Accélérer le processus d’hypnose ? Techniques de langage et inductions hypnotiques (A Garnier)

    Avec l’accord d’Antoine Garnier et de Molton Spimoza, je retranscris ci-dessous des échanges extrêmement intéressants sur le sujet des techniques de suggestion pour accélérer le processus d’induction de l’hypnose, et le choix des mots que cela nécessite. Antoine Garnier répond généreusement à ces questions, suite à cet article publié par Molton Spimoza sur son forum de discussion Principa Hypnotica.

    Traduction : « Maintenant, trop d’entre nous ont le sentiment que nous devons employer un certain rituel traditionnel pour développer de la transe. Combien de choses devez-vous dire à un patient pour lui demander de développer un état de transe ? Le patient vient dans votre cabinet pour une hypnothérapie. Aurez-vous vraiment besoin de lui dire que vous allez employer l’hypnose si c’est la raison pour laquelle il est venu vous voir ? Il le sait déjà.

    Il sait pourquoi il est venu, et vous savez pourquoi il est venu, et vous n’avez vraiment pas besoin d’explications générales sur ce pourquoi il est venu… » (Milton Erickson)

    Prendre le temps d’accélérer le processus d’induction…

    S’en suivent plusieurs échanges sur la notion de rapidité et du temps nécessaire pour induire l’hypnose.

    Antoine Garnier : Je crois qu’il est de toute façon toujours bon de « prendre le temps ». Mais ce temps peut finalement aussi bien être 1 minute que 1 heure.

    L’important, c’est que si rapidité il y a, elle soit du côté du sujet et non pas le fait d’une précipitation de l’opérateur, d’un empressement susceptible d’ajouter une pression, donc d’exercer une résistance, donc de ralentir les réponses du sujet.

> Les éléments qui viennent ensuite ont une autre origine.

PR #7, opened 2020-09-18
Add OAuth App creation

larkox:
#### Summary
Add OAuth App creation

#### Ticket Link
None


server/apps/install_app.go
```diff
@@ -5,40 +5,120 @@ package apps
...
 	out := &OutInstallApp{
-		MD:  md.Markdownf("Installed %s (%s)", in.Manifest.DisplayName, in.Manifest.AppID),
+		MD:  md.Markdownf("Installed %s (%s)\n%s", in.Manifest.DisplayName, in.Manifest.AppID, extraInfo),
 		App: app,
 	}
 	return out, nil
 }
+
+func (r *registry) createBot(manifest *Manifest, sessionToken string) (*model.Bot, *model.UserAccessToken, error) {
+	client := model.NewAPIv4Client(r.configurator.GetConfig().MattermostSiteURL)
```
larkox, line 74: All APIv4Client on this file will not work because there is no logged user to the client. I am not sure how to get an authenticated client in this context.

levb: 0/5 seems the most logical choice is to either create the new needed p.API methods, or to find a way to create a token from the sessionID that we have.

levb: More confused... We have a `p.API.GetSession` and it has the token - why not use it?

levb (approved):
This looks good, but presumably we should not merge this until we work out the bot/OAuth creation issue?

server/apps/install_app.go
larkox: Maybe I am missing something. This is done we hit a button in a modal dialog. Therefore, this comes from the HTTP handler. The HTTP handler only have access to the request and the response writer, neither of which contains the session ID nor anything similar.

The base ServeHTTP function does have the plugin.Context object that contains the sessionID, but it is "lost" when calling the ServeHTTP of the router. I will dig deeper into how to pass this information (maybe adding an extra header in the request?).

levb: :+1

server/http/service.go
```diff
@@ -33,5 +33,6 @@ func NewService(router *mux.Router, apps *apps.Service, initf ...func(*mux.Route
 
 // Handle should be called by the plugin when a command invocation is received from the Mattermost server.
 func (s *service) ServeHTTP(c *plugin.Context, w http.ResponseWriter, r *http.Request) {
+	r.Header.Add("MM_SESSION_ID", c.SessionId)
```
levb, line 36: I 👎  Gorilla for this - no easy way to pass extra data into the handlers. They recommend using `Context` but 3/5 it's a wrong thing to do.

levb (approved):

larkox:
I made a small change to not check the existing User Access Tokens, since you can see they exist, but you cannot get the Token. We may want to revisit how we handle this (delete the other present tokens, delete them during uninstall...).

I also changed how the information is shown to the user (which I thought was already done). Here a screenshot of the last step of the install process.
Screenshot from 2020-09-21 17-43-11

This information is shown here to allow the person installing the app fill this information "in the other side". This is not the safest way to do it, since the token for the bot is supposed to be "read & burn", and we are just posting it in a message. We could write that in an ephemeral, which would improve the security, but it is still something I would worry about.

There is also the solution to send this information to an endpoint of the app (i.e. `http://myapp.com/mattermost/installComplete`), but again I worry about the security (in this case, probably over worrying).

levb:
Yeah, we don't want to display secrets in the UI (screen captures), best to (https) send to the app.

larkox:
@levb In order to send directly the information to the app, I had to do a big refactor. I may have done too much in a single step, so I am OK reverting this commit and doing most of the refactor on a different PR if you find it better.

jfrerich (approved):

jfrerich:
I actually like the refactoring and the introduction of the `appmodel` package.  At first I was thinking it should be `model`, but suppose that would require import naming/aliasing because of the server models.

larkox:
Per discussion with @levb , I reverted the last two commits since we will tackle the client problem in a different PR.

PR #9, opened 2020-09-23
Change notifications and subscriptions

jfrerich:
#### Summary
This is a draft PR for the following:

I've created a doc (linked to from the spec) that contains more in-depth discussion, findings, thoughts. https://docs.google.com/document/d/1SXE6IopMqsOTDmhwn0bokBOJNj31-EFSDCNO5XIFXus/edit#

**Subscriptions:**
- Add a subscription (API available through http)
- Delete a subscription (API available through http)

**Change Notifications handled:**
- UserHasBeenCreated
- UserHasJoinedChannel
- UserHasLeftChannel
- UserHasJoinedTeam
- UserHasLeftTeam
- MessageHasBeenPosted
- ChannelHasBeenCreated

**Expanded working for:**
- config
- channel
- team
- user
- acting_user

Needs Expand for:
- ParentPost
- Post
- RootPost
- Mentioned

#### Ticket Link
n/a


server/apps/subscriptions.go
```diff
@@ -4,31 +4,149 @@
...
+	}
+
+	// check if sub exists
+	var newSubs []*Subscription
+	for _, s := range savedSubs {
+		if s.SubscriptionID == subID {
+			continue
+		}
+		newSubs = append(newSubs, s)
+	}
```
larkox, line 116:
```suggestion
	for i, s := range savedSubs {
		if s.SubscriptionID == subID {
			newSubs = append(newSubs, savedSubs[i+1:]...)
			break
		}
		newSubs = append(newSubs, s)
	}
```

What about something like this?

server/apps/subscriptions.go
```diff
@@ -4,31 +4,149 @@
...
+
+	// sub was deleted. update and save updated subs
+	// TODO check for following:
+	//   - don't need to save if sub was not deleted?
+	//   - if delete the last subscription for the channel, delete the key also
+	_, err := subs.mm.KV.Set(key, newSubs)
```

    Parfois, dans des circonstances où on manque de temps, on peut faire de bien meilleures séances, mais non pas du fait d’un stress ajouté, mais plutôt parce qu’on élimine le superflu et qu’on va à l’essentiel, et qu’on fait preuve d’une énergie plus entraînante…

    Mais quand il s’agit d’approfondir certaines dimensions de l’hypnose, avec beaucoup de sujets, la notion de temps ne sera pas négociable. C’est comme pour apprendre à jouer du violon.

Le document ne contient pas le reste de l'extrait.